October 16, 2017 | Abhinav Kandala, Antonio Mezzacapo, Kristan Temme, Maika Takita, Markus Brink, Jerry M. Chow, and Jay M. Gambetta
This paper presents a hardware-efficient variational quantum eigensolver (VQE) for small molecules and quantum magnets. The approach uses a quantum processor with six superconducting qubits to solve for the ground state energy of molecular Hamiltonians, including $ BeH_2 $, and a quantum magnetism problem. The method involves encoding fermionic Hamiltonians into qubit-based Hamiltonians, using a parity mapping and a compact encoding scheme. The trial states are prepared using a hardware-efficient ansatz that is tailored to the available interactions on the quantum processor. The algorithm uses a robust stochastic optimization routine to find the optimal parameters for the trial states, which are then used to estimate the energy of the system.

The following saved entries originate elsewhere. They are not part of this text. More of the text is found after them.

PR #695, opened 2016-12-20
Added Swedish morph rules

magnusburton:
## Description
I added morph rules based on the ones over at the [Swedish Wiktionary (See the table)](https://sv.wiktionary.org/wiki/deras). Any questions about how I thought when creating these rules are appreciated. Thanks guys!

## Types of changes

## Checklist:

### DIFF
--- a/spacy/sv/morph_rules.py
+++ b/spacy/sv/morph_rules.py
@@ -1,0 +1,68 @@
+# encoding: utf8
+from __future__ import unicode_literals
+
+from ..symbols import *
+from ..language_data import PRON_LEMMA
+
+# Used the table of pronouns at https://sv.wiktionary.org/wiki/deras
+
+MORPH_RULES = {
+    "PRP": {
+        "jag":          {LEMMA: PRON_LEMMA, "PronType": "Prs", "Person": "One", "Number": "Sing", "Case": "Nom"},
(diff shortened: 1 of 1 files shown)


honnibal:
Thanks!

Just so you're aware, I think the morphology rules aren't being wired up correctly in the code at the moment. So, if it doesn't work, it's probably us, not you!

I'm particularly interested to find out whether the morphology system is sufficiently powerful for Swedish. In English, this is pretty much all we need, but for many languages (e.g. Finnish), we can't expect a flat tag scheme to express enough of the morphology.

magnusburton:
@honnibal The Swedish language is quite complex in it's ways to define _mine_, _yours_, _his_, _hers_ etc. First if all we have _min_ and _mitt_. They are reflexive first person singular possessions. The difference between them is comparable to _a_ and _an_ in English (except it's not linked to vowels).

_My table_ in Swedish would be _mi**tt** bord_, whereas _my chair_ would become _mi**n** stol_. I gave them similar options in the rules because I didn't think you had options for these kind of settings.

Thank you for your comment. Will keep committing with updates as I see fit so if you're not ready for a merge yet, I totally understand.

ines:
Yes, I think this is totally fine to merge! 

Also, thanks for the insights into the language. I think a great next step would be adding some tokenizer exceptions. I assume there won't be as many in Swedish as there are [in English](spacy/en/tokenizer_exceptions.py) (mostly contractions), so just having the most common abbreviations should do for now (like in [German](spacy/de/tokenizer_exceptions.py)).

The VQE approach is compared with numerical simulations and experimental results, showing good agreement with a noisy model of the device. The results demonstrate that the method can be used to solve for the ground state energy of small molecules and quantum magnets, even in the presence of noise and decoherence. The approach is flexible and can be applied to a variety of problems, including quantum chemistry and quantum magnetism. The study highlights the importance of hardware-efficient algorithms for quantum computing, as they can be implemented on current quantum processors with limited qubit numbers and connectivity. The results also show that the method can be extended to larger systems, with the potential to achieve chemical accuracy with further improvements in coherence and sampling. The paper concludes that the hardware-efficient VQE is a promising approach for solving quantum problems on quantum computers.This paper presents a hardware-efficient variational quantum eigensolver (VQE) for small molecules and quantum magnets. The approach uses a quantum processor with six superconducting qubits to solve for the ground state energy of molecular Hamiltonians, including $ BeH_2 $, and a quantum magnetism problem. The method involves encoding fermionic Hamiltonians into qubit-based Hamiltonians, using a parity mapping and a compact encoding scheme. The trial states are prepared using a hardware-efficient ansatz that is tailored to the available interactions on the quantum processor. The algorithm uses a robust stochastic optimization routine to find the optimal parameters for the trial states, which are then used to estimate the energy of the system.
The VQE approach is compared with numerical simulations and experimental results, showing good agreement with a noisy model of the device. The results demonstrate that the method can be used to solve for the ground state energy of small molecules and quantum magnets, even in the presence of noise and decoherence. The approach is flexible and can be applied to a variety of problems, including quantum chemistry and quantum magnetism. The study highlights the importance of hardware-efficient algorithms for quantum computing, as they can be implemented on current quantum processors with limited qubit numbers and connectivity. The results also show that the method can be extended to larger systems, with the potential to achieve chemical accuracy with further improvements in coherence and sampling. The paper concludes that the hardware-efficient VQE is a promising approach for solving quantum problems on quantum computers.